GitHub is Your Product's Source of Truth
When developing an Open Source Software (OSS), it's common to include product screenshots, demo videos, and even documents in your repositories. As the product evolves it becomes challenging to maintain the "versions" of these assets.
When a repo's assets reference older versions, it results in hundreds or thousands of confused users.
In this tutorial, we'll use the Mixpeek API to index an example GitHub repository, discover stale screenshots, and flag them for updating.
Find Screenshots
First let's write a script that finds all pictures in the main branch of a repository:
import os
def list_of_pictures(username, repository, branch):
# Set the directory where the GitHub repository is located
# This example assumes the repository is in a directory named "repo"
full_repo_path = "https://raw.githubusercontent.com/{}/{}/{}/".format(username, repository, branch)
list_of_pictures = []
# Loop through all the files and directories in the repository directory
for item in os.listdir(repository):
# Check if the item is a file
if os.path.isfile(os.path.join(directory, item)):
# Check if the file has a .png extension
if item.endswith(".png"):
# append full repository path to array
list_of_pictures.append(full_repo_path + item)
return list_of_pictures
Index and Search
Next we find all pictures in the main branch and index them:
from mixpeek import Mixpeek
mix = Mixpeek(mixpeek_key="MIXPEEK_API_KEY")

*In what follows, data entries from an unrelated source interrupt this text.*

PR #880, opened 2026-03-23
Add IIS-based MUS algorithm

hbierlee:
Use computeIIS of Gurobi to compute a MUS. We still need to make an assump model to ensure that each soft constraint, represented as a group of linear constraints, is individually turned off or on in the IIS. I don't think there is a way around it.

It would be very interesting to benchmark it (I did on pigeonhole v pysat, but there is no contest there of course).

Unlike the other MUS functions, it also has time/mem limit. Let me know if either of these should be omitted to be consistent with the other approaches which do not have time/mem limits, or if I should add a separate PR to add such limits to the other algorithms. Obviously, at least a time limit would be a usefull feature, I think. [edit: remove mem_limit for simplicity]


cpmpy/solvers/gurobi.py
```diff
@@ -320,6 +320,7 @@ def _make_numexpr(self, cpm_expr):
             Used especially to post an expression as objective function
         """
         import gurobipy as gp
+        print(cpm_expr, cpm_expr.name)
```
OrestisLomis: remove print statement

cpmpy/tools/explain/mus.py
```diff
@@ -330,6 +331,47 @@ def optimal_mus_naive(soft, hard=[], weights=None, solver="ortools", hs_solver="
     """
     return ocus_naive(soft, hard, weights, meta_constraint=True, solver=solver, hs_solver=hs_solver)
 
-   
 
+def mus_iis(soft, hard=[], solver="gurobi"):
+    """
+        Compute a MUS using a MIP solver's native Irreducible Inconsistent Subsystem (IIS) algorithm (MIP equivalent of MUS)
```
OrestisLomis: I find this wording slightly weird, which I guess is for future proofing reasons. It reads as several solvers may be used, but actually this implementation is gurobi specific.

cpmpy/tools/explain/mus.py
```diff
@@ -330,6 +331,47 @@ def optimal_mus_naive(soft, hard=[], weights=None, solver="ortools", hs_solver="
...
+
+        :param soft: soft constraints, list of expressions
+        :param hard: hard constraints, optional, list of expressions
+        :param solver: which ILP solver to use (only `gurobi` supported)
```
OrestisLomis: The solver is referred to as a MIP solver above (and I think that is what we stick to in general).

More in general, CPMpy doesn't really have a notion of MIP so perhaps ILP would be better?

tests/test_tools_mus.py
```diff
@@ -84,6 +84,22 @@ def test_wglobal(self):
...
+        mus_cons = self.mus_func(soft=soft, hard=hard)
+        assert len(set(mus_cons)) == 1
+        mus_naive_cons = self.naive_func(soft=soft, hard=hard)
+        assert len(set(mus_naive_cons)) == 1
+
+
+@pytest.mark.requires_solver("gurobi")
+class TestIIS(TestMus):
+    def setup_method(self):
+        self.mus_func = lambda soft, hard=[], solver="ortools": mus_iis(soft, hard=hard)
```
OrestisLomis: Slightly confusing to use "ortools" here as a default value imo even if it is a ghost default value anyway

OrestisLomis (commented):
Some small doc comments, looks good otherwise when keeping in mind that gurobi (and IIS) may give wrong results

cpmpy/tools/explain/mus.py
hbierlee: I think I prefer the future-proof version, it is meant as an IIS based alg, not a Gurobi alg.

tias (changes requested):
Please put the doc changes in a separate PR which will be trivial to accept (making reviewing this one cleaner too).

An ILP modeller would never introduce BigM's on their constraints to then use a native IIS method on only auxiliary 01 vars... thats not the spirit of ILP modellling.


Let's think it more through... so in CPMpy we can have constraint groups (either because the current linearisation does not keep it as one Generalized, or because it really is a conjunction of other constraints).

So how can we support native IIS on linear/generalized constraints, while still allowing groups of constraints? Can we post-process the result, instead of pre-processing the input?

OrestisLomis:
If not a solver method then how would you make the code modular and change depending on the solver? I'm writing the code now and I will make a PR. 

To be clear the solver method is supposed to be private, of course that is impossible to enforce in python, but the underscore kinda indicates that. Hence you're not supposed to call ```_native_mus``` on a solver object that you've already instantiated. Not sure if it is possible to assert that the internal model of a solver is indeed empty, but an assert at the start of ```_native_mus``` could throw an error if the solver's internal model is not empty.
The idea is that you call ```mus_native(soft, hard= [], solver=<solver>)``` as you would for any of the other mus methods in ```mus.py```. Then this method creates a fresh solver object (as also done in the other mus methods) and extracts the MUS natively.

hbierlee:
Static function sounds good, or even classmethod then.

Your post-processing idea sounds interesting. If I understand correctly, we use non-group MUS as a first step, then group MUS as a 2nd. So say we have 3 "groups" `(a,~a),(a),(b)`, so the non-group model is seen as `a,~a,a,b`, then we find `~a,a` (constraint 2, 3). We expand to the groups, `(a,~a),(a)`, which may grow our MUS back to a hopefully small US. Then in principal we just call any group MUS algorithm on this (we have to do more than a check if we want to find the actual group MUS). This subsequent group MUS call still requires us to reify the remaining groups, restart the solve non-incrementally, and use another solver (unless we use the current `mus_iis` implementation for this purpose). Alternatively, since Gurobi supports removing constraints, I could implement naive deletion-based MUS using e.g. `model.remove((a))`. Let me know if you had something simpler in mind?

I'm definitely interested in finding improvements, but I'm not sure why the current approach is so unnatural, as it's the exact same thing we do for all other MUS approaches with `make_assump_model`. My above optimization idea would help for models which have singleton groups (e.g. linear models), I think that might be worth a 2nd try too. Also note that if we have `n` constraints over `k` groups, and `k` is much smaller than `n`, then computing the non-group MUS on `n` constraints could perform more poorly than group MUS on `k` groups (even with the overhead of reification, if we think about deletion-based MUS, we'd get O(n) i/o O(k)).

hbierlee:
From offline discussion

- still need to make this part of `native_mus` introduced in #909 
- the newly proposed non-group/group MUS approach is more complex
- however, the current approach is not appropriate for ILP without the optimization for singleton groups. This needs to be added (and benchmarked to see if it's effective)

hbierlee:
In a weird twist, our "safe" assumption method is also not clearing that particular unit test. This may be an upstream bug. I've made a [forum post](https://support.gurobi.com/hc/en-us/community/posts/45775175552273-IISConstrForce-1-not-guaranteeing-IISConstr-1-in-computeIIS-output). In the meantime, it should be ok to continue with the optimization.

cpmpy/tools/explain/mus.py
hbierlee: now makes more sense since native_mus was added

hbierlee:
Now added the singleton group optimization, requiring an added private function to get to the Gurobi constraints. The alternative there would be to use getConstr in-between adding soft constraints, which would then require `grb_model.update`, which is actually quite slow.

I think it can be reviewed, but if approved, we should probably wait with merging until we resolved the (potentially upstream) issue that I linked in the previous comment.

cpmpy/solvers/gurobi.py
```diff
@@ -513,6 +520,66 @@ def solution_hint(self, cpm_vars:List[_NumVarImpl], vals:List[int|bool]):
...
+        soft = toplevel_list(soft, merge_and=False)
+        hard = toplevel_list(hard)
+
+        # Post hard constraints to Gurobi
+        s = cls(cp.Model(hard))
+
+        grb_soft = []  # each soft constraint will be represented by a *single* gurobi constraint
+        for con in soft:
+            get_variables(con, collect=s.user_vars)  # manually add soft constraint user vars to model
+            match s.transform(con):
```
tias: I guess we now have Python 3.10 as minimal requirement, so this could be acceptable...

but we don't use it anywhere yet, and here its just two simple cases... may I ask to use if/elif instead to follow more the current style of the rest of the codebase?

cpmpy/solvers/gurobi.py
```diff
@@ -513,6 +520,66 @@ def solution_hint(self, cpm_vars:List[_NumVarImpl], vals:List[int|bool]):
...
+            (s.native_model.getConstrs(), "IISConstrForce"),
+            (s.native_model.getGenConstrs(), "IISGenConstrForce"),
+            # we don't use these latter two at the time of writing, but future-proof anyway
+            (s.native_model.getQConstrs(), "IISQConstrForce"),
+            (s.native_model.getSOSs(), "IISSOSForce"),
+        ]:
+            for con in cons:
+                con.setAttr(attr, 1)
+
+        # now add each soft constraint or the assumption representing it
```
tias: I'm confused here... you are already adding constraints on line 549?

or no wait, you only add the reified, not the soft one?

OK, this is too far away from the real logic...

you declare grb_soft on line 541 before the loop, so please build it during that loop... I mean, add s._add_transfo(c) to grb_soft instead of first adding a c and then overwriting it here 10 lines below

cpmpy/solvers/gurobi.py
```diff
@@ -513,6 +520,66 @@ def solution_hint(self, cpm_vars:List[_NumVarImpl], vals:List[int|bool]):
...
+
+        # Post hard constraints to Gurobi
+        s = cls(cp.Model(hard))
+
+        grb_soft = []  # each soft constraint will be represented by a *single* gurobi constraint
+        for con in soft:
+            get_variables(con, collect=s.user_vars)  # manually add soft constraint user vars to model
+            match s.transform(con):
+                case [con]:  # if a constraint is represented by a single Gurobi constraint, it can be added as-is
+                    grb_soft.append(con)
```
tias: see comment below, so grb_con = s._add_transformed(con); grb_soft.append(grb_con)?

cpmpy/solvers/gurobi.py
```diff
@@ -513,6 +520,66 @@ def solution_hint(self, cpm_vars:List[_NumVarImpl], vals:List[int|bool]):
...
+                case cons:  # if a constraint is represented by multiple Gurobi constraints, `C`
+                    assumption = cp.boolvar()  # we introduce an auxiliary assumption variable, `a`
+                    s.add(assumption.implies(cp.all(cons)))  # we add `a -> /\ C` as a *hard* constraint (requires re-transform due to the added implication)
+                    grb_soft.append(assumption >= 1)  # then `a>=1` will be the single soft constraint whether group `C` is in the MUS
+
+        # update required to avoid `gurobipy._exception.GurobiError: GenConstr has not yet been added to the model`
+        s.native_model.update()
+
+        # force all hard constraints (including reified soft constraints) into the IIS
+        for cons, attr in [
```
tias: I find this much less readable then 4 for loops over the specific get*s with that specific attribute

cpmpy/solvers/gurobi.py
```diff
@@ -513,6 +520,66 @@ def solution_hint(self, cpm_vars:List[_NumVarImpl], vals:List[int|bool]):
...
+        except gp.GurobiError as e:
+            if e.errno == gp.GRB.Error.IIS_NOT_INFEASIBLE:
+                raise AssertionError("MUS: model must be UNSAT")
+            raise
+
+        return [
+            # return a MUS consisting of each soft constraint..
+            soft_i for soft_i, grb_soft_i in zip(soft, grb_soft)
+            # ..if its representing Gurobi soft constraint is in the IIS
+            if any(getattr(grb_soft_i, attr, False) for attr in ("IISConstr", "IISGenConstr", "IISQConstr", "IISSOS"))
```
tias: cryptic cryptic...
please build the list with a for loop (giving you space to put comments where we typically put them, instead of inside a list comprehension)
then return the list

cpmpy/solvers/gurobi.py
```diff
@@ -399,6 +400,15 @@ def add(self, cpm_expr_orig):
...
       # transform and post the constraints
       for cpm_expr in self.transform(cpm_expr_orig):
+          self._add_transformed(cpm_expr)
+
+      return self
+
+    __add__ = add  # avoid redirect in superclass
+
+    def _add_transformed(self, cpm_expr):
+        """Post a single already-transformed constraint to the Gurobi model. Returns the Gurobi constraint."""
```
tias: maybe add a comment 'also used in mus_native which needs access to the expressions'? so the reader knows why it differs from the standard pattern

tias (changes requested):
good; I do have some requests wrt code readability/maintainability

cpmpy/solvers/gurobi.py
hbierlee: I've now done some effort to avoid this to make the code more readable, see latest version. There is a good reason we first just collect soft constraints without adding them to Gurobi, namely because I first add *all* hard constraints so I can set their `IISConstrForce` attribute by iterating over all Gurobi constraints, and then add the soft constraints.

Please see for an updated version which does it the old way below. I'm fine with either, some parts are simpler, others more complex. Note we have to should call `model.update()` as it can be expensive (but is required before changing constraint attributes). Let me know which version you prefer, the current one or the old one (in which case I can revert).

https://github.com/CPMpy/cpmpy/blob/8b72ba3024f7ae561703a840e671c110f08479ab/cpmpy/solvers/gurobi.py#L535-L593

hbierlee:
@tias I've processed the review, see one outstanding comment. I think you can just say A or B, then approve, then I will merge.

cpmpy/solvers/gurobi.py
```diff
@@ -513,6 +520,92 @@ def solution_hint(self, cpm_vars:List[_NumVarImpl], vals:List[int|bool]):
...
+
+        Args:
+            soft: List of soft constraints over which a MUS needs to be found
+            hard: List of hard constraints that always need to be satisfied
+
+        Returns a MUS (list of constraints from soft).
+        """
+
+        # TODO unsure if needed?
+        soft_cons = toplevel_list(soft, merge_and=False)
```
OrestisLomis: in this PR I would definitely leave it like this, could be a question in general wether this is needed or not tho

hbierlee:
There is now a ticket (https://support.gurobi.com/hc/en-us/requests/116323) for the confirmed IIS bug in Gurobi (wrt forcing constraints into the IIS). May be worth just waiting until it's resolved before we merge/release IIS-based MUS. Even if fixed in gurobi 13.0.2, if we this, it may be worth putting a warning in case someone has gurobi<13.0.2 (or more extremely, upping the bound for gurobi>=13.0.2, but it'd prefer the warning).

hbierlee:
I've added detection for the IIS issue, and I can confirm it is actually triggering on one bigger test case (not checked-in). Once the issue is fixed in gurobi, we could skip this check, or we can keep it in for safety.

This added a small `in_iis` inner helper function, which allowed me to make the return a very simple comprehension.

tias (approved):
great, I just added some of the doc to the docstring of the class method.

lets hope gurobi fixes the bug soon...

PR #246, opened 2018-01-11
Note versionlock works on packages absent from repos (RhBug:1431491)

dhgutteridge:
Adding a note about the resolution of https://bugzilla.redhat.com/show_bug.cgi?id=1431491. (I'd tripped over this myself before.)


dhgutteridge:
I realize my proposed addition is perhaps incomplete in its explanation. For instance, a package would have to exist at the time the lock or exclude is added, e.g. to exclude a package presently in Fedora's updates-testing, the user would have to enable that repo in order to supply the package NEVRA.

dhgutteridge:
I've revised the original patch to reflect versionlock's workings more carefully.

PR #247, opened 2018-01-18
Reduce query creation for leave plugin about 18x

j-mracek:


m-blaha:
@rh-atomic-bot try

m-blaha:
@rh-atomic-bot r+

PR #248, opened 2018-03-19
Enhance error msg for download --resolve (RhBug:1550006)

j-mracek:
It didn't provide any information why there is any download.

https://bugzilla.redhat.com/show_bug.cgi?id=1550006


m-blaha:
@rh-atomic-bot r+

PR #249, opened 2018-03-21
Try

PotatoSan:


j-mracek:
I guess that alternative patch was merged that is nearly same like proposal here. Please if any issue in present code will be discovered, don't hesitate to provide additional patch.

PR #250, opened 2018-03-26
Bump dnf max compatible version

edynox:
Required for: https://github.com/rpm-software-management/libdnf/pull/433


j-mracek:
What about to remove l dnf_not_compatible requires and buildrequires completely. I don't see any reason why to keep it.

edynox:
@j-mracek I removed it.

pictures = list_of_pictures(
username="mixpeek"
repository="use-cases"
branch="main"
)
mix.index(pictures)
Now we can search for text from a button that has recently changed in our product.
mix.search("sync now")
[
{
"file_url": "https://raw.githubusercontent.com/mixpeek/use-cases/main/screenshot-1.png",
"file_id": "63738f90829faf6a25053f61",
"importance": "100%"
},
{
"file_url": "https://raw.githubusercontent.com/mixpeek/use-cases/main/screenshot-2.png",
"file_id": "63738f90829faf6a25053f62",
"importance": "98%"
},
{
"file_url": "https://raw.githubusercontent.com/mixpeek/use-cases/main/screenshot-3.png",
"file_id": "63738f90829faf6a25053f63",
"importance": "90%"
}
]
Now we can update each of these product screenshots. 😅 We've just saved hours of time and rescued our prized users from confusion.
Other Use Cases
- Word Count: Doing an anlysis on the count of certain words across your repo
- Animations & Video: Often we include GIFs in our repos, they too can be searched for updating.
- Security: Ensure nobody is including API Keys, or Secrets in the product screenshots.